Hi,
I understand from earlier discussions that the reason dovecot doesn't support proxying of other SASL mechanisms than those which supply the plaintext password is that in general it would be possible to proxy any SASL mechanism since it might protect against man-in-the-middle attacks (which would prevent proxying).
However, that has led to choice between letting users use PLAIN (or equivalent), or to have the proxy access the target hosts by "master" password. Of course, having the plaintext password the proxy could in principle do other challenge/response SASL handshakes with the target backend, but right now only LOGIN and PLAIN is implemented.
So I wondered about the rationale for not just forward the SASL handshake. the Kerberos ticket doesn't put restrictions on the client IP-address.
First, blindly forwardning will not do, since the mech data has to be decoded anyway to do any per/user passdb lookup (to, say, find the target host).
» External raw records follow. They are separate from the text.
PR #705, opened 2023-10-21
Support showing content ratings for TmdbProvider

### LINKED ISSUE #613: Support for displaying content rating

It would be nice if content rating could be added to display. That way it makes it easier than manually checking something like IMDB for it.

### Other details

_No response_

### Acknowledgements

Luna712:
Resolves #613


app/src/main/java/com/lagradost/cloudstream3/metaproviders/TmdbProvider.kt
```diff
@@ -264,6 +268,51 @@ open class TmdbProvider : MainAPI() {
...
+                if (!certification.isNullOrEmpty()) {
+                    return certification
+                }
+            }
+        }
+
+        return null
+    }
+
+    private fun findFirstNonEmptyCertification(releaseDates: List<ReleaseDate>?): String? {
```
Blatzar, line 305: Take advantage of kotlin functions :pray: 

`list.firstOrNull { !it.isNullOrBlank() }`

(.find is the same thing)

app/src/main/java/com/lagradost/cloudstream3/metaproviders/TmdbProvider.kt
```diff
@@ -264,6 +268,51 @@ open class TmdbProvider : MainAPI() {
...
+                null
+            }
+        }
+    }
+
+    private fun findFirstNonEmptyCertificationWithCountry(
+        releaseDatesResults: List<ReleaseDatesResult>?,
+        country: String
+    ): String? {
+        for (releaseDateResult in releaseDatesResults.orEmpty()) {
```
Blatzar, line 293: here's also a great place to use firstOrNull/find

Blatzar (commented):
don't mind me, just spreading the niceness of the built in kotlin functions :drooling_face: 

Nothing you need to change

app/src/main/java/com/lagradost/cloudstream3/metaproviders/TmdbProvider.kt
Luna712: Thanks! I was able to remove both these functions by doing that making it much more simpler!

app/src/main/java/com/lagradost/cloudstream3/ui/result/ResultFragmentPhone.kt
```diff
@@ -700,6 +701,11 @@ open class ResultFragmentPhone : FullScreenPlayer() {
                     resultCastItems.isGone = d.actors.isNullOrEmpty()
                     (resultCastItems.adapter as? ActorAdaptor)?.updateList(d.actors ?: emptyList())
 
+                    if (d.contentRatingText == null) {
+                        // If there is no rating to display, we don't want an empty gap
+                        resultMetaContentRating.width = 0
```
fire-light42, line 706: :raised_eyebrow: what if the contentRatingText gets populated after it was null, does it work then?

Luna712: > 🤨 what if the contentRatingText gets populated after it was null, does it work then?

It shouldn't be populated after it is null, Ive never encountered it happening anyway, but we can add something to ensure that I suppose if needed?

Luna712: If it is null here, then it would be null a few lines earlier when it does `resultMetaContentRating.setText(d.contentRatingText)` so it wouldn't display anything anyways and this should trigger removing the width was my understanding anyway.

Luna712:
Here is a much more advanced fetchContentRating that will display content ratings even if they don't exist in a particular country as fallback, similar to how themoviedb.org does itself, however I did not use it as I could not decide on if it is something to do or not due to its complexity but I am just posting here for the record. I can add it if we want to?
```kotlin
  open suspend fun fetchContentRating(id: Int?, preferredCountry: String, isTvSeries: Boolean): String? {
      id ?: return null
      return if (isTvSeries) {
          val contentRatings = tmdb.tvService().content_ratings(id).awaitResponse().body()
          contentRatings?.results?.firstOrNull { it: ContentRating ->
              it.iso_3166_1 == preferredCountry
          }?.rating ?: contentRatings?.results?.firstOrNull()?.rating
      } else {
          val releaseDates = tmdb.moviesService().releaseDates(id).awaitResponse().body()?.results

          val preferredCountryCertification = releaseDates?.firstOrNull { it: ReleaseDatesResult ->
              it.iso_3166_1 == preferredCountry
          }?.release_dates?.firstOrNull { it: ReleaseDate ->
              !it.certification.isNullOrBlank()
          }?.certification

          if (!preferredCountryCertification.isNullOrBlank()) {
              preferredCountryCertification
          } else {
              val theatricalCertification = releaseDates?.firstOrNull {
                  it.release_dates?.get(0)?.type == ReleaseDate.TYPE_THEATRICAL
              }?.release_dates?.firstOrNull { it: ReleaseDate ->
                  !it.certification.isNullOrBlank()
              }?.certification


              if (!theatricalCertification.isNullOrBlank()) {
                  theatricalCertification
              } else {
                  val firstCertification = releaseDates?.firstOrNull()?.release_dates?.firstOrNull { it: ReleaseDate ->
                      !it.certification.isNullOrBlank()
                  }?.certification

                  firstCertification
              }
          }
      }
  }
  ```

**Comment by KingLucius** [comment]
Thanks for this PR, I need this so much

**Comment by Luna712** [comment]
> Thanks for this PR, I need this so much

You're very welcome. I have PRs ready for extensions to implement support to some like SoraStream as well but we'll see how far it goes as it will definitely need to be implemented in extensions for support, but there is a concern with that since LoadResponse.contentRating doesn't already exist if you add it before CS is updated it will break things. I have no idea how to handle that backwards compatibility so was thinking maybe after this is merged, wait a month or so before doing extensions or something like that. Maybe make a new stable release of CS also so it can be added there as well.

**Comment by KingLucius** [comment]
> > Thanks for this PR, I need this so much
> 
> You're very welcome. I have PRs ready for extensions to implement support to some like SoraStream as well but we'll see how far it goes as it will definitely need to be implemented in extensions for support, but there is a concern with that since LoadResponse.contentRating doesn't already exist if you add it before CS is updated it will break things. I have no idea how to handle that backwards compatibility so was thinking maybe after this is merged, wait a month or so before doing extensions or something like that. Maybe make a new stable release of CS also so it can be added there as well.

Tmdbprovider needs some love indeed 👍, you have to be carefull when modifying the mainapi and always think about back compatability.
Good luck 👍

**Comment by Luna712** [comment]
> > > Thanks for this PR, I need this so much
> > 
> > 
> > You're very welcome. I have PRs ready for extensions to implement support to some like SoraStream as well but we'll see how far it goes as it will definitely need to be implemented in extensions for support, but there is a concern with that since LoadResponse.contentRating doesn't already exist if you add it before CS is updated it will break things. I have no idea how to handle that backwards compatibility so was thinking maybe after this is merged, wait a month or so before doing extensions or something like that. Maybe make a new stable release of CS also so it can be added there as well.
> 
> Tmdbprovider needs some love indeed 👍, you have to be carefull when modifying the mainapi and always think about back compatability. Good luck 👍

Indeed, and thanks. I'm trying to think of anything else that might be good in the future to just add the variables now so at least we don't have to worry about the variables in the future again, but I can't think of anything else right now, can you?

**Comment by KingLucius** [comment]
> > > > Thanks for this PR, I need this so much
> > > 
> > > 
> > > You're very welcome. I have PRs ready for extensions to implement support to some like SoraStream as well but we'll see how far it goes as it will definitely need to be implemented in extensions for support, but there is a concern with that since LoadResponse.contentRating doesn't already exist if you add it before CS is updated it will break things. I have no idea how to handle that backwards compatibility so was thinking maybe after this is merged, wait a month or so before doing extensions or something like that. Maybe make a new stable release of CS also so it can be added there as well.
> > 
> > 
> > Tmdbprovider needs some love indeed 👍, you have to be carefull when modifying the mainapi and always think about back compatability. Good luck 👍
> 
> Indeed, and thanks. I'm trying to think of anything else that might be good in the future to just add the variables now so at least we don't have to worry about the variables in the future again, but I can't think of anything else right now, can you?

I can't think of something particular right now, i will check the tmdb apis what they are providing.

**Comment by Luna712** [comment]
I think maybe original language could be useful as it could 1) display the original language or even potentially allow filtering by it in the future using a language setting but not sure.

**Comment by fire-light42** [comment]
image

What updating mainapi does to a mf

**Comment by fire-light42** [comment]
So this probably wont get merged until a new stable release to not fuck with the current stable

**Comment by CranberrySoup** [comment]
Make another constructor with identical parameters to the old one and it will work :+1:

**Comment by Luna712** [comment]
> Make another constructor with identical parameters to the old one and it will work 👍

What do you mean?

**Comment by Luna712** [comment]
> So this probably wont get merged until a new stable release to not fuck with the current stable

@fire-light42 

When do you think a new stable release will be?

**Comment by CranberrySoup** [comment]
> > Make another constructor with identical parameters to the old one and it will work 👍
> 
> What do you mean?

Example: https://github.com/recloudstream/cloudstream/blob/master/app/src/main/java/com/lagradost/cloudstream3/utils/ExtractorApi.kt#L412-L426

If the old constructor also remains it will be backwards compatible

**Comment by Luna712** [comment]
> image
> 
> What updating mainapi does to a mf

@fire-light42 

It should now maintain backwards compatibility

@CranberrySoup thanks a lot for the suggestion

File: app/src/main/java/com/lagradost/cloudstream3/MainAPI.kt [hunk 4]
```diff
@@ -1193,6 +1193,9 @@ interface LoadResponse {
     var syncData: MutableMap<String, String>
     var posterHeaders: Map<String, String>?
     var backgroundPosterUrl: String?
+    var contentRating: String?
+        get() = throw NotImplementedError()
+        set(value) { contentRating = value }
```
Blatzar, line 1198: Is this WIP?
The setter is recursive and I am unsure how jackson will like exceptions on getters :pensive:

Luna712: > Is this WIP? The setter is recursive and I am unsure how jackson will like exceptions on getters 😔

@Blatzar 

I can just remove the exception and make it return nothing, without the get and set, contentRating is required and the constructors can't avoid it, with this it makes overriding it not required so I did it that why, unless maybe there is another way?

Blatzar: The setter will not work, it calls itself and might even crash the app due to infinite recursion.
If you fix the setter to `set(value) { field = value }` (redundant) it will complain with "Property in an interface cannot have a backing field".

Whatever you are doing is not how its supposed to be done language wise, you'll have to do it any other way :pensive: 

As for the getter: Exceptions in general should really really really be avoided in android as that kills the app immediately. If you ever need to return nothing then nullable is the way to go.

If you really want to crash on incorrect usage of something (not recommended) use debugAssert and it will not cause crashes in production if something is wrong.

Luna712: @Blatzar what about like:
```kt
var contentRating: String?
    get() = null
    set(value) { return }
```

Luna712:
I'm wondering if we should add descriptors for content ratings as well, this might allow some things in the future to use, I have quite a bit of ideas we could do to Tmdbprovider but the way MainApi works, not being very extendable makes it difficult as well...

fire-light42:
> I'm wondering if we should add descriptors for content ratings as well, this might allow some things in the future to use, I have quite a bit of ideas we could do to Tmdbprovider but the way MainApi works, not being very extendable makes it difficult as well...

The problem is that the devs are using the wrong constructor. they should be using newTvSeriesSearchResponse that is built for this exact reason or the several other ones to construct it, but some devs use the built in constructor and this causes this issue

Luna712:
> > I'm wondering if we should add descriptors for content ratings as well, this might allow some things in the future to use, I have quite a bit of ideas we could do to Tmdbprovider but the way MainApi works, not being very extendable makes it difficult as well...
> 
> The problem is that the devs are using the wrong constructor. they should be using newTvSeriesSearchResponse that is built for this exact reason or the several other ones to construct it, but some devs use the built in constructor and this causes this issue

Personally, I think that support to do it that way should be deprecated, and eventually removed. It causes a headache with CS development, and it isn't the way it should be done unless there is a real reason it has to be done the other way?

app/src/main/java/com/lagradost/cloudstream3/MainAPI.kt
Luna712: Nevermind I was not thinking straight, I do not believe this is even necessary

Luna712: I removed it @Blatzar and it still works fine, doing provider tests no longer show the error and they appear to work now with backward compatability still.

Blatzar (commented):
LGTM just needs testing to make sure the constructors are working :pray:

Luna712:
@Blatzar thoughts on me adding original language to TmdbProvider also (in a separate PR maybe)? Maybe also content rating descriptors. Mostly so we don't have to change MainAPI again for this, at the very least, even if we don't add it to TmdbProvider itself just yet, maybe just to MainAPI constructors so we don't have to worry about breaking extensions again later if/when we add to TmdbProvider? Also if there is anything else we might want to add to TmdbProvider later on, I was thinking adding now might not be a bad idea since changing MainAPI has so many potential complications...

Just a thought, content rating was always the most important one for me personally to get added anyway, so this is fine if nothing else.

Blatzar:
Only problem with original language I could see is that it would be confusing for extensions with another language dubbed. Then people might confuse that for the dub language :shrug: 
Having it say "Original Language: English" does not conform with how all the other data is displayed.

What would be really cool, but a lot harder to implement would be reviews.

Blatzar:
@fire-light42

Luna712:
@fire-light42 just bumping this... any update?

fire-light42:
> @fire-light42 just bumping this... any update?

Uhhh, we will see when stable drops

Luna712:
> > @fire-light42 just bumping this... any update?
> 
> Uhhh, we will see when stable drops

The point of this PR and backwards compatibility now is to support pre release also, so it can be done in stages, merge this, then stable, then update extensions to support it. But if you prefer to wait I am totally okay with that as well. Thank you! Backwards compatibility should probably be kept for at least one stable iteration anyway, maybe removed in the next stable update after the upcoming one but tnats up to you all also. I appreciate the response.

LagradOst:
Yes, a stable is needed

fire-light42:
Your mitigation for backwards compatibility was nice, however as suspected this also caused forwards compatibility issues where the providers updated but everyone on a lower version of the app cant use them. This is why we dont touch MainAPI unless we know that stable and prerelease users dont get screwed over for even for the most simple change.

Luna712:
> Your mitigation for backwards compatibility was nice, however as suspected this also caused forwards compatibility issues where the providers updated but everyone on a lower version of the app cant use them. This is why we dont touch MainAPI unless we know that stable and prerelease users dont get screwed over for even for the most simple change.

@fire-light42 

I wonder if we can add some sort of 'version' on MainAPI, that can be pulled and checked by extensions to allow them to maintain forward and backward compatibility in the future, using it would break it one last time and require updating, but it would be a way to prevent it again in the future I think. If not that, then I think something should be done to handle this and make it more extendable in the future...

But you don't need authentication to actually succeed to do that. You only need AuthZ-id or AuthN-id.
Secondly, the design of the interaction between imap-login processes and the auth-service in general prevent in general to forward multi-handshake SASL mechanisms, since the authentication must be done before the proxying can be started. But it doesn't prevent forwarding of single handshake SASL mechanisms which use SASL-IR.
Thirdly, while it's correct that some SASL mechanisms protect against man-in-the-middle attacks, that doesn't apply for most single-handshake SASL-IR mechanisms unless they do some kind of channel-binding. (like SASL EXTERNAL) For example, the GS2-KRB5 SASL mech would be perfectly forwarded if just
So, why not just extend the support for proxy authentication forwarding to any single-handskake SASL-IR mechanism, which doesn't use channel-binding? (which includes PLAIN, but also GS2-KRB5, and possibly others).